MRC Named Promising Digital Preservation Initiative

August 15, 2005

The MRC has been named one of the “Ten Promising Digital Preservation Initiatives” by RLG:

This [MRC] is not a digital preservation research project, per se, but metadata is a cost center for all digital projects, including digital preservation. Research such as this can make long-term access more feasible by reducing metadata costs while improving metadata quality. Note the publications list on the website. The model for this research center is one that should be replicated to focus on other core research issues.

Metadata Research Center Receives $25,000 gift

March 17, 2005 [original release]

The School of Information and Library Science has received a $25,000 gift from Sarah and Claude Snow to establish the Metadata Research Center (MRC). The gift will help continue current research activities and fund the official launch of the center, set for spring 2006.

Automatic Metadata Generation Explored With New Grant

December 9, 2003 [original release]

Dr. Jane Greenberg, a SILS assistant professor, has received a $10,000 contract from the Library of Congress to investigate recommended functionalities for automatic metadata generation applications.

The research is part of the Library’s Bibliographic Control Action Plan to lead libraries in the new millennium. The project is a natural extension of Greenberg’s Metadata Generation Research project that is discovering the best ways to catalog the Web’s vast collection of online resources “so people can find the best information in the most expedient manner.”

This fall, Greenberg served as Program Co-chair for the Dublin Core 2003 Conference held in Seattle, and is Co-editor of the Conference proceedings. It was the first time that the full international conference program was held in the United States, bringing together metadata researchers, practitioners, system implementers and administrators. In October, Greenberg gave a presentation on her metadata research to launch the Distinguished Lecturer Series at the School of Library, Archival and Information Studies and the University Library, University of British Columbia, Canada.

Grant to Aid Metadata Research Project

March 6, 2003 [original release]

Jane Greenberg, an assistant professor at UNC-CH’s School of Information and Library Science (SILS), has received a $4,000 grant for a research project titled “Scalable, Human-Centered Search: Improving Information Retrieval Using Author-Generated Metadata.” The grant is funded by UNC’s Small Grant Research Program and will be used over the next two years.

The newly funded research is a component of the larger Metadata Generation Research (MGR) project, which is led by Greenberg and conducted in collaboration with the National Institute of Environmental Sciences ( Abe Crystal, a SILS doctoral student who worked on the grant application, will also be working on this newly funded part of the project.

“The funding will allow us to build and test a search tool showing how metadata can assist in the retrieval of Web pages,” said Greenberg. “This is a very important facet of the project, one that we have been wanting to develop and research.

The research will test how author-generated metadata, or data about data, can be optimized to support resource discovery. Other project goals include developing protocols for collaboration between resource authors and metadata professionals during the metadata generation process and studying the integration of collaborative human metadata generation processes and automatic generation processes.

OCLC Grant Will Allow Greenberg To Continue Metadata Research at NIEHS

January 30, 2002 [original release]

Dr. Jane Greenberg, an assistant professor at UNC-Chapel Hill’s School of Information and Library Science (SILS), has received a $10,000 grant for her research on metadata.

The Online Computing Library Center (OCLC), with assistance from the Association for Library and Information Science Education (ALISE), awarded funding for Greenberg’s proposal “Optimizing Metadata Creation: A Model for Integrating Human and Automatic Processes.”

Commonly defined as “data about data,” metadata facilitates the organization and access of information resources. It is of special significance to scientific organizations which are turning with increased frequency to the World Wide Web for disseminating and accessing information.

Greenberg said the OCLC grant allows her to continue her research examining scientists creating metadata at the National Institute of Environmental Health Sciences (NIEHS) in Research Triangle Park. An earlier phase of her research, “Metadata Generation for Web Resources,” was funded in July 2000 by Microsoft Corporation.

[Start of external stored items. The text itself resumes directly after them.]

PR #1338, opened 2023-11-06
Fix for flaky test AuthenticationTokenTest.equals

219sansim:
**Overview**
The `AuthenticationTokenTest.Equals` fails because the token generated is not the same everytime. The `JSONObject.toString()` gives a non-deterministic output because because `JSONObject` values are unordered. The solution is to sort the key-value pairs of `jsonHeader` and `jsonPayload` before converting it to their string representation. I had to modify `XsuaaTokenCompTest.java`  as it was affected by this change and had a failing test.
**Command to reproduce the failure:**
```mvn -pl spring-security edu.illinois:nondex-maven-plugin:2.1.7-SNAPSHOT:nondex -Dtest=com.sap.cloud.security.spring.token.authentication.AuthenticationTokenTest#equals```
**Error Output:**
The test fails on 3/5 iterations of the [NonDex](https://github.com/TestingResearchIllinois/NonDex) tool
```
 Results:
[INFO] 
[ERROR] Failures: 
[ERROR]   AuthenticationTokenTest.equals:40 expected: <AuthenticationToken [Principal=Jwt header
        {"alg":"RS256","kid":"default-kid-ias"}
Jwt payload
        {"exp":6974056800,"aud":"theClientId","scim_id":"the-user-id","app_tid":"the-app-tid","zone_uuid":"the-zone-id","user_uuid":"the-user-id","azp":"theClientId","cid":"theClientId"}
, Credentials=[PROTECTED], Authenticated=true, Details=null, Granted Authorities=[]]> but was: <AuthenticationToken [Principal=Jwt header
        {"kid":"default-kid-ias","alg":"RS256"}
Jwt payload
        {"aud":"theClientId","zone_uuid":"the-zone-id","exp":6974056800,"azp":"theClientId","cid":"theClientId","app_tid":"the-app-tid","scim_id":"the-user-id","user_uuid":"the-user-id"}
, Credentials=[PROTECTED], Authenticated=true, Details=null, Granted Authorities=[]]>
[INFO] 
[ERROR] Tests run: 1, Failures: 1, Errors: 0, Skipped: 0
```
**Reason:**
The `org.json.JSONObject` class uses Maps as the data structure for the `JSONObject`. And, according to [HashMap documentation](https://docs.oracle.com/javase/8/docs/api/java/util/HashMap.html),
_"This class makes no guarantees as to the order of the map; in particular, it does not guarantee that the order will remain constant over time."_
This causes the `jsonHeader.toString()` and `jsonPayload.toString()` to give a non-deterministic output.
**About Flaky Tests:**
**Flaky tests** are tests in software development that produce inconsistent or unreliable results, which can lead to non-deterministic outcomes of the test case, fixing them is important to both reliable testing and fixing vulnerabilities in the code.


liga-oz:
follow up PR was merged https://github.com/SAP/cloud-security-services-integration-library/pull/1403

“I’m very excited to receive this grant because it allows me to examine another facet of metadata generation,” Greenberg said. “I am also pleased to be able to continue working with the NIEHS metadata team headed by [NIEHS Library Director] Dav Robertson, NIEHS library staff and several SILS student interns.”

The OCLC grant will allow Greenberg to examine the quality of data created by NIEHS scientists, professional catalogers and automatic processes. The goal of the research, she said, is to develop a model to facilitate the most efficient means of metadata production by integrating human and automatic processes.

Founded in 1967 by university presidents to share library resources and reduce library costs, OCLC introduced an online shared cataloging system for libraries in 1971 that today is used by libraries around the world. The mission of ALISE is to promote excellence in research, teaching and service for library and information science education. The NIEHS is one of 25 institutes and centers of the National Institutes of Health.